The Business and International Insurance division reported revenues of $3.6 billion in the quarter, comparable to the year ago quarter and accounting for 56% of total premiums. They were driven by a 2% growth in the international market, partially offset by Specialized Distribution premiums in the domestic market. The company’s international operations include Canada, Ireland, the U.K., and Brazil, and contributed over 11% of the total premiums written in this division.

However, its operating income declined almost 16% to $457 million driven by higher catastrophe losses, higher non-catastrophe weather related losses, lower net investment income, and lower net favorable prior-year reserve deployment. The segment reported a combined ratio of 96.1%, an increase of 390 basis points on a y-o-y basis.

In the Bonds and Specialty Insurance business, operating income declined by 26% to $146 million due to lower net favorable prior-year reserve development, a higher underlying combined ratio, and higher catastrophe losses. This was reflected in the combined ratio for the segment as well, which worsened by 13 percentage points over the prior year quarter to 70.1%.

Personal Insurance

The company offers homeowner’s multiperil and personal automobile insurance products within the Personal Insurance division. The net premiums written jumped 10% y-o-y to over $2.2 billion driven by higher new business volume from the company’s Quantum Auto 2.0 and growth in the homeowner’s insurance product line.
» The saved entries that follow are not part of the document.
PR #810, opened 2026-09-03
Add opt-in deep DCGM diagnostic feature (level 4)

junpengdev:
Adds a standalone `dcgm-diag` feature running `dcgmi diag -r 4`, separate from the level-2 pass the unit-test feature already performs. Level 4 (`xlong`) adds `memtest` and `pulse_test` on top of level 3.

Runtime grows with GPU count, though sub-linearly: measured with DCGM 4.6.1 and driver 580, about 32 minutes on a single-GPU instance and about 80 minutes on an eight-GPU instance. Total HBM has little effect, so budget by GPU count. NVIDIA's guidance allows up to 2.25 hours on eight GPUs.

The feature is opt-in via `--dcgmDiagEnabled` and defaults to off. This is load-bearing rather than conservative: some harnesses invoke this binary without `-test.run`, passing only `--skip-features`, so any new Test function here runs by default in those pipelines. Relying on `--skip-features` to hold it back would mean a harness that forgets an entry silently inherits an hours-long GPU stress. Failing closed puts the consequence of a mistake on the side of not running.

The Job body is a shell script baked into the nvidia test image next to `unit_test`, rather than inlined in the manifest, so it can be read and linted as shell. It resolves its DCGM config relative to its own location, so it picks up the same per-GPU-model overrides the level-2 run already relies on.

Two guards are worth calling out.

The Job name is fixed, so a Job left behind by an interrupted run on a reused cluster would let the wait observe that Job's terminal state and report success without running anything. Setup therefore deletes any pre-existing Job and waits for it to go before creating a new one, then confirms the new Job exists. Both are necessary because `fwext.ApplyManifests` can return nil even when the underlying Create failed: `processObjects` discards the per-object error (`internal/e2e/client.go`). That discard is a pre-existing repo-wide issue and is left for a separate change.

The Job's `activeDeadlineSeconds` is derived from the wait timeout, and Kubernetes rejects a Job whose `activeDeadlineSeconds` is not positive. `dcgmDiagDeadlineSeconds` keeps that bound and the arithmetic together so they cannot drift, and lives in an untagged file so it can be unit tested without the e2e TestMain, which needs a live cluster.

The datacenter-gpu-manager-4-cuda12/13 packages already in that image carry the plugins level 4 needs, so no packaging change is required.

*Issue #, if available:*

*Description of changes:*

### DIFF
--- a/test/cases/nvidia/dcgm_deadline.go
+++ b/test/cases/nvidia/dcgm_deadline.go
@@ -1,0 +1,40 @@
+package nvidia
+
+import (
+	"fmt"
+	"time"
+)
+
+// dcgmDiagDeadlineSlack is how far inside the wait timeout the Job's own
+// deadline sits. Bounding the Job first means a hung run surfaces as a Job
+// failure with logs attached, rather than as an opaque wait timeout.
+const dcgmDiagDeadlineSlack = time.Minute
+
+// minDcgmDiagTimeoutMinutes is the smallest wait timeout that still yields a
+// positive activeDeadlineSeconds. Kubernetes rejects a Job whose
+// activeDeadlineSeconds is not positive, so anything lower cannot produce a
+// valid Job.
+const minDcgmDiagTimeoutMinutes = 2
+
+// dcgmDiagDeadlineSeconds converts a wait timeout in minutes into the Job's
+// activeDeadlineSeconds, rejecting values that cannot render a valid Job.
+//
+// Validation and arithmetic live together deliberately: keeping them apart
+// invites a bounds check that no longer matches the expression it guards.
+//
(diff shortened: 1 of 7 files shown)


wwvela:
The image build failed with `unrecognized import path "gitlab.alpinelinux.org/alpine/go"` for some reason. Could you check it? The changes overall LGTM

junpengdev:
> The image build failed with `unrecognized import path "gitlab.alpinelinux.org/alpine/go"` for some reason. Could you check it? The changes overall LGTM

This seems a github CI issue. I triggered a No-op PR https://github.com/aws/aws-k8s-tester/pull/811 and it still has the same issue.

wwvela (approved):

In the conference call, management added that Optima – the strategic insurance platform launched in Canada last year modeled after the U.S.-based Quantum Auto 2.0 – was receiving a positive response and is likely to help grow new business volumes significantly going forward.

Lower prior year reserve development partially offset by lower catastrophe related losses  helped worsen the combined ratio by 780 basis points y-o-y to 92.9% in Q3 2016. As a result, the division’s operating income declined 34% to 158 million in the third quarter.